Automatic Versioning with Make/CMake and Mercurial

Keeping Version Strings Up-To-Date

A software package and its binary executables should have a version number or a release name. This is more or less common practice, due to the benefits one has, when it is possible to identify the version of a specific software.

But what is the best way to bring the version tag into the software and keeping it up-to-date? Traditionally, version information has been hard coded into the source code. This is the simplest and most straight forward approach, but this comes with a big question: When and how do you update the version to e.g. version 2.0?

It makes sense to do it in an exclusive commit to the revision control system of the project. Additionally, it should be done after performing all those release and regression tests. But if the version string is hard coded, you will be unable to figure out from which commit of your repository a specific binary was built, unless you update the version string on every commit. But if you cannot ensure that only the latest and greatest binary will be used, it can be quite important to identify to which commit a specific binary relates during development.

Furthermore, if you change the hard-coded version string after release testing, how do you know you didn't break the code while changing the version string? So another release test of the version with the correct string might become necessary. And, as we all know, manual tasks are prone to error. So sooner or later, manually updating the version string will be forgotten, the update will be incorrect or introduce some bug. Maybe the code will not compile or even worse the version string will be incorrect or whatever...

So the simple hard-coded version string concept may work well in many cases, but might not make everybody happy. 

Automatic Version Generation

Therefore, it makes sense to think about a better solution. A better approach is to generate the version string during build time. This concept also can provide more information about the build itself. E.g. hostname of build server, version of tools used for building, time of build and so on come to mind.

For this, support from the build system and the version control system is necessary. The build system must trigger an update of the relevant information and link it to the binary.

But how can this information be gathered, when it should be available at build time, but not hard-coded into the sources? One way to do it, is to use the infrastructure of Mercurial as a revision control system and its tagging mechanism. The advantage of this concept is that it also works for archives that have been generated by mercurial, but have no reference to the repository. With other revision control systems you might have to come up with another approach, but probably will find a similar solution.

Using GNU Make or CMake as build systems, Mercurial's infrastructure can easily be employed to provide the necessary information. Mercurial's tags provide the ability to associate a given commit with a version string. Like this a specific revision can be given a name or version after its commit has been submitted and tested. So you can do the commit, test it, and once you are sure all release prerequisites are fulfilled and it is ready for publication, you tag the revision with a version name without changing any code manually. This reduces the risk of breaking anything dramatically.

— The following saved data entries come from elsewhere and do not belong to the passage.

PR #176, opened 2023-10-25
Handle ConstantArray in WorkItemLoopPass

PietroGhg:
# Overview

Handle case where the kernel function is used by an LLVM ConstantArray.

# Reason for change

An llvm_unreachable was being hit.

# Description of change

Handle similarly to `llvm::ConstantExpression`.

Added test `modules/compiler/test/lit/passes/work-item-loop-array.ll `

# Checklist

### DIFF
--- a/modules/compiler/utils/include/compiler/utils/pass_functions.h
+++ b/modules/compiler/utils/include/compiler/utils/pass_functions.h
@@ -23,6 +23,7 @@
 
 #include <cargo/optional.h>
 #include <llvm/ADT/Twine.h>
+#include <llvm/IR/Constants.h>
 #include <llvm/IR/Function.h>
 #include <llvm/Transforms/Utils/ValueMapper.h>
 
@@ -74,6 +75,18 @@ void replaceConstantExpressionWithInstruction(llvm::Constant *const constant);
 /// @param[in] to Constant which will replace any operands which are `from`
 void remapConstantExpr(llvm::ConstantExpr *expr, llvm::Constant *from,
                        llvm::Constant *to);
+
+/// @brief remap operands of a constant array
+///
+/// @note This will create a new constant array and replace references to
+/// the original constant with the new one
+///
+/// @param[in] arr Constant array to be remapped
+/// @param[in] from Constant which if found in array will be
+/// replaced
+/// @param[in] to Constant which will replace any operands which are `from`
+void remapConstantArray(llvm::ConstantArray *arr, llvm::Constant *from,
+                        llvm::Constant *to);
 
 /// @brief Discover if input function references debug info metadata nodes
 ///
--- a/modules/compiler/utils/source/pass_functions.cpp
+++ b/modules/compiler/utils/source/pass_functions.cpp
@@ -73,20 +73,35 @@ uint64_t computeApproximatePrivateMemoryUsage(const llvm::Function &fn) {
   return bytes;
 }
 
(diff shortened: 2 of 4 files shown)


modules/compiler/utils/source/pass_functions.cpp
```diff
@@ -73,20 +73,36 @@ uint64_t computeApproximatePrivateMemoryUsage(const llvm::Function &fn) {
   return bytes;
 }
 
-void remapConstantExpr(llvm::ConstantExpr *expr, llvm::Constant *from,
-                       llvm::Constant *to) {
+template <typename ConstantT>
+static llvm::SmallVector<llvm::Constant *, 8> getNewOps(ConstantT *constant,
```
frasercrmck, line 77: Perhaps this would be better as returning `llvm::SmallVectorImpl<llvm::Constant *>` to avoid the API and consumers assuming a specific size?

modules/compiler/utils/include/compiler/utils/pass_functions.h
```diff
@@ -75,6 +76,8 @@ void replaceConstantExpressionWithInstruction(llvm::Constant *const constant);
 void remapConstantExpr(llvm::ConstantExpr *expr, llvm::Constant *from,
                        llvm::Constant *to);
 
+void remapConstantArray(llvm::ConstantArray *expr, llvm::Constant *from,
```
frasercrmck, line 79: We should probably copy/paste the doxygen from `remapConstantExpr`

frasercrmck (commented):
Now I'm a bit worried about `ConstantStruct`, `ConstantVector`, etc :D

Not that I think you need to fix that in this PR - I might create a ticket to investigate myself

frasercrmck (approved):
Looks good, thanks!

modules/compiler/utils/source/pass_functions.cpp
```diff
@@ -73,20 +73,36 @@ uint64_t computeApproximatePrivateMemoryUsage(const llvm::Function &fn) {
   return bytes;
 }
 
-void remapConstantExpr(llvm::ConstantExpr *expr, llvm::Constant *from,
-                       llvm::Constant *to) {
-  llvm::SmallVector<llvm::Constant *, 8> newOps;
-  // iterate through the constant expression and create a vector of old and new
+template <typename ConstantT>
+static llvm::SmallVector<llvm::Constant *> getNewOps(ConstantT *constant,
```
coldav, line 77: Does this really need to be a template - would it not just work with Constant *constant as the first arg?

PietroGhg: `Constant::getOperand` returns a `Value`, `ConstantExpression::getOperand` and `ConstantArray::getOperand` return a `Constant`, so I made this a template to make it work with `SmallVector<Constant*>`

coldav (approved):

modules/compiler/utils/source/pass_functions.cpp
hvdijk: But there's two possibilities here, right? Either there's other types of `Constant` that can have non-constant operands and we won't be able to maintain `SmallVector<Constant*>` anyway, or there isn't and we can just cast `Constant::getOperand`'s result to `Constant*`?

hvdijk (approved):

modules/compiler/utils/source/pass_functions.cpp
PietroGhg: Yes you are right, I removed the template and added a `cast`.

Furthermore, Mecurial also lets you query the distance to the latest tag. So if the latest tag is always the latest version number, the delta can be used as a patch level to the named version. For a mercurial repository the latest tag and distance as patch level can be queried with 'hg log -r . "{latesttag}.{latesttagdistance}"'.

Now, if the repository gets exported to a zip or tgz archive, the repository cannot be queried anymore. The good thing is that Mercurial creates a file called .hg_archival.txt that contains just this information. To extract the version information from this file some shell scripting with awk or grep and sed is necessary. All this is demonstrated here in a sample repository with a small shell script, which should work on all UNIX based systems like Linux, BSD, Solaris or MacOSX.

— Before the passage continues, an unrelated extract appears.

PR #177, opened 2023-10-26
[vecz] Packetize sub-group shuffles with uniform indices

frasercrmck:
This extends fixed-width vectorization capabilities to `__mux_sub_group_shuffle` builtins, but only those with uniform indices (where the shuffle index is the same for all invocations in the sub-group). This accounts for the majority of those tested by the SYCL-CTS. Support for varying indices will come down the line, once the other shuffles are covered under similar conditions.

The version string itself must be written either to a header file or a source file for make and cmake being able to recognize a change in the version string and trigger the appropriate build steps, unless you want to do a full build every time. So putting the version string in a command line argument for a #define will not yield the intended result, as a source code delta might be overlooked by that approach by GNU Make and CMake. Therefore, just make sure to generate a source file that is picked up during the build process with all relevant version information that you would like to have integrated into the binary.

Example

Let's take a look at a small example, how to use the template repository. The demo repository contains a file called hello.c that prints the version that has compiled into its executable. Both CMake and GNU Make are supported. Support for BSD Make is missing, so on BSD and Solaris you will have to call gmake instead of make.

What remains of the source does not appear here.